▸ **Stored items from a collection**
%%

PR #522, opened 2021-08-05
Backend support for tables with 0 or more than 1 primary keys

### LINKED ISSUE #395: Backend support for tables without single-column primary keys
## Problem

Currently, our Record API only works with tables with single-column primary keys. We need to explicitly handle tables without primary keys or with multi-column primary keys to prevent unexpected behavior or errors.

%%

Go through the entries and return each line where the word "support" occurs.

Backend support for tables with 0 or more than 1 primary keys
### LINKED ISSUE #395: Backend support for tables without single-column primary keys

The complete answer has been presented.